Many of us would like to know how to tell if someone is lying.
While some people take a hardline stance again fibbing, others don’t mind telling the occasional “white lie” and some have no problem at all with manipulating the truth for their own benefit.
And while there are many occasions in our personal and work life where we may think someone is telling porkies, the reality is it’s often hard to decipher.
Whether it’s catching a friend out on a white lie, a salesperson who’s trying to dupe us or, in more extreme cases, a cheating partner, we can all think of situations where it would benefit us to figure out the real deal.
So how do we go about catching liars out for their behaviour? Here are some signs someone might be lying to you.
They avoid eye contact – or the total opposite
Typically, we associate lying with trying not to meet someone’s gaze, and this still holds true for some, explains body language expert Judi James.
“Eyes are windows to the soul.
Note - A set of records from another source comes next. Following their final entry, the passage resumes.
PR #220, opened 2022-06-30
fix: disambiguity in prepare message

kajes:
This fixes a disambiguity in the prepare message where the use of both "Online" and "Offline" was combined with a "yes" or "no". This makes the language conflict where offline appliances would be presented as "Offline [no]", which could be interpreted as it actually being in an online state.

- all states are either presented as "Online [yes|no]"
- message is also converted to use non-utf8 characters in the windows build
- added more symbols to account for "yes|no" on windows systems


keathmilligan (approved):
lgtm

The human eye has hundreds of small muscles around it making the most microscopic movements send out the most powerful signals,” she tells Yahoo UK.
“This is why people will often try to hide them at the moment of lie, looking down or away in what is called a cut-off gesture.”
However, sometimes the opposite is true – and liars will overcompensate with lots of eye contact to give the impression of truthfulness.
“A ‘Performance’ liar might try to act honest by using over-congruent eye contact, staring at you with what they think looks like an innocent expression,” James explains.
They frequently tell white lies to others
Lying has a snowball effect, according to one study, meaning that if you notice someone telling a lot of inconsequential lies, they’re likely to tell bigger ones too.
"When we lie for personal gain, our amygdala produces a negative feeling that limits the extent to which we are prepared to lie," explains study author Dr Tali Sharot, of UCL.
"However, this response fades as we continue to lie, and the more it falls the bigger our lies become. This may lead to a 'slippery slope' where small acts of dishonesty escalate into more significant lies."
They touch their nose
If someone is touching their nose a lot, it might point to a lie.
“According to some research, the Pinocchio effect is based on truth,” explains James. “Blood vessels can swell when we lie making the nose bigger (although not to the naked eye thank goodness!) and this in turn can make it itchy and touch our nose.
She adds: “Nose-touch can also be a cut-off gesture too, aimed at hiding the mouth when we lie.”
They say it online
Multiple studies have found lying over the internet or telling fibs over email is easier than doing it in person – a phenomenon anyone’s who’s ever emailed work to pull a sickie will be familiar with.
Ironically, if someone repeats words and phrases associated with truthfulness, like “Honestly” and “I’m telling the absolute truth”, before you’ve even questioned the integrity of their account, this can be a sign they are lying, says James.
They might also develop “verbal diarrhoea”, going into graphic detail about their alibi, she adds.
They change the way they speak
The stress of lying can do strange things to people. For some, this will manifest itself in a raised pitch while they speak or shallow breathing, explains James.
They stand differently
Lying can manifest itself in certain changes of posture, explains James.
This could include hunching of the shoulders; overly-gesticulating (i.e. waving the arms a lot); fidgeting; playing with jewellery or hair.
Liars might also assume what’s known as “poker face position” while attempting to look normal, which can involve little movement, putting hands in pockets and sitting on hands.
A word of warning, however. Sometimes, when people know they are suspected of lying, they might start to give “guilty” signals even if they are innocent.
This is a phenomenon called the “Othello Error”, explains James, “based on Shakespeare’s play, where Othello mistakes his loving wife’s anxiety and shock signals when he accuses her of cheating for symptoms of guilt.”
What’s more, while body language can be a useful tool to help us decide whether someone is being truthful, it needs to be taken with a pinch of salt.
“Body language and verbal traits should only be taken in context and as part of other symptoms or ‘tells’,” James suggests.